Бес в серебряной ловушке
– Что-то неладно? – Годелот уже держал под уздцы вороную кобылу.
– Пустое, – отозвался Пеппо. – Вот что за вздор, а? Живому деньги нужны, мертвому – без надобности. Но с живого человека кошелек срезать я ни на минуту не погнушаюсь, а вот трупу в карман руку сунуть совестно.
– Шут его знает, – пожал плечами Годелот, привязывая арбалет к своему седлу. – И правда, живому нужнее, но мародеров и воры испокон веков презирают.
Сказав это, он взглянул на Пеппо: не оскорбился ли тот? Но тетивщик уже мирно подтягивал на кауром подпругу.

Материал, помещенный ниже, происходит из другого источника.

PR #1628, opened 2021-08-16
feat: update workbox-build dependency to 6.2.4

web-padawan:
## What I did

1. Updated `workbox-build` to the latest version which comes with types: https://github.com/GoogleChrome/workbox/pull/2867
2. Removed no longer needed `@types/workbox-build`
3. Updated the `generateSw` and `injectManifest` types. Note, `RollupPartial` is used to align with [`WebpackPartial`](https://github.com/GoogleChrome/workbox/blob/0074b20b17b8047a6d9ecd7d9082778a61ad0468/packages/workbox-build/src/types.ts#L169-L179).

### DIFF
--- a/packages/rollup-plugin-workbox/src/index.ts
+++ b/packages/rollup-plugin-workbox/src/index.ts
@@ -1,14 +1,16 @@
-import {
-  generateSW as _generateSw,
-  injectManifest as _injectManifest,
-  GenerateSWConfig,
-  InjectManifestConfig,
-} from 'workbox-build';
+import { generateSW as _generateSw, injectManifest as _injectManifest } from 'workbox-build';
+import type { GenerateSWOptions, InjectManifestOptions } from 'workbox-build';
 import * as prettyBytes from 'pretty-bytes';
 import * as rollup from 'rollup';
 import replace from '@rollup/plugin-replace';
 import { terser } from 'rollup-plugin-terser';
 import resolve from '@rollup/plugin-node-resolve';
+
+interface RollupPartial {
+  mode?: string | null;
+}
+
+type RollupInjectManifestOptions = InjectManifestOptions & RollupPartial;
 
 const name = 'workbox';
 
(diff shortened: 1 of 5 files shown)


packages/rollup-plugin-workbox/src/index.ts
```diff
@@ -1,15 +1,23 @@
...
 import resolve from '@rollup/plugin-node-resolve';
 
+interface RollupPartial {
+  mode?: string | null;
+}
+
+type RollupGenerateSWOptions = GenerateSWOptions & RollupPartial;
+
+type RollupInjectManifestOptions = InjectManifestOptions & RollupPartial;
+
```
Westbrook, line 20: It feels weird to need to construct types here. Are they not included in the new version or an updated types packages?

web-padawan: The new version includes following types:

- `GenerateSWOptions`
- `WebpackGenerateSWOptions`
- `InjectManifestOptions`
- `WebpackInjectManifestOptions`

The problem comes from `InjectManifestOptions` type which does not support `mode` property.
At the same time, `WebpackInjectManifestOptions` does support `mode`, but not `globDirectory`.

So I decided to create types for both, even though I could use `GenerateSWOptions` as is.
This is done for consistency and to ensure we can rely on `mode` also in `generateSW`.

If you think types need to be in a separate file `types.ts`, let's move them there.

packages/rollup-plugin-workbox/src/index.ts
```diff
@@ -1,15 +1,23 @@
 import {
   generateSW as _generateSw,
   injectManifest as _injectManifest,
-  GenerateSWConfig,
-  InjectManifestConfig,
+  GenerateSWOptions,
```
abdonrd, line 4: We can use the `import type {}`?

packages/rollup-plugin-workbox/src/index.ts
thepassle: We support the `mode` property for `injectManifest`, which workbox itself doesnt support, so to me there it makes sense. It shouldnt be needed for `generateSw` though, because workbox should support the `mode` property there already

packages/rollup-plugin-workbox/src/index.ts
web-padawan: Sure. I will update the PR once we agree about how to proceed regarding the above comment.

packages/rollup-plugin-workbox/src/index.ts
web-padawan: Thanks, indeed `GenerateSWOptions` contains this property. Updated to only add one type.

packages/rollup-plugin-workbox/src/index.ts
web-padawan: Done.

bennypowers (approved):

В последний раз окинув взглядом тропу, Годелот вполголоса прочел короткую молитву, взялся за поводья кобылы и вскочил на своего коня. Ему не терпелось покинуть место схватки.
* * *Уже зашло солнце, зной спал, и прохладный ветерок вкрадчиво зашелестел кронами. Распростертая под старым орешником фигура зашевелилась, глухо застонав. Уже третий раз он приходил в сознание, но адская боль, раскалывавшая голову, свинцовой тяжестью пригвождала его к земле. Однако умирать Маттео не собирался. Только не сейчас.
Превозмогая боль, оторвал от сырой лесной прели затылок, затем плечи. Сел, чувствуя, как запекшаяся кровь гадко стягивает кожу. Металлический вкус во рту… Что ж, тем лучше, пересохшими губами не свистнешь.
Несколько раз пронзительный свист оглашал лес. Маттео готов был отчаяться, слыша в ответ лишь шелест истомленной зноем листвы. Но вот до него донесся отдаленный топот.
– Да… – хрипло пробормотал капрал и снова свистнул. Конь, напуганный тем одиноким подлым выстрелом, все же не убежал далеко и услышал хозяина. Теперь лишь как угодно, но вскарабкаться в седло. Скакун сам отнесет его на постоялый двор, где ждет полковник Орсо.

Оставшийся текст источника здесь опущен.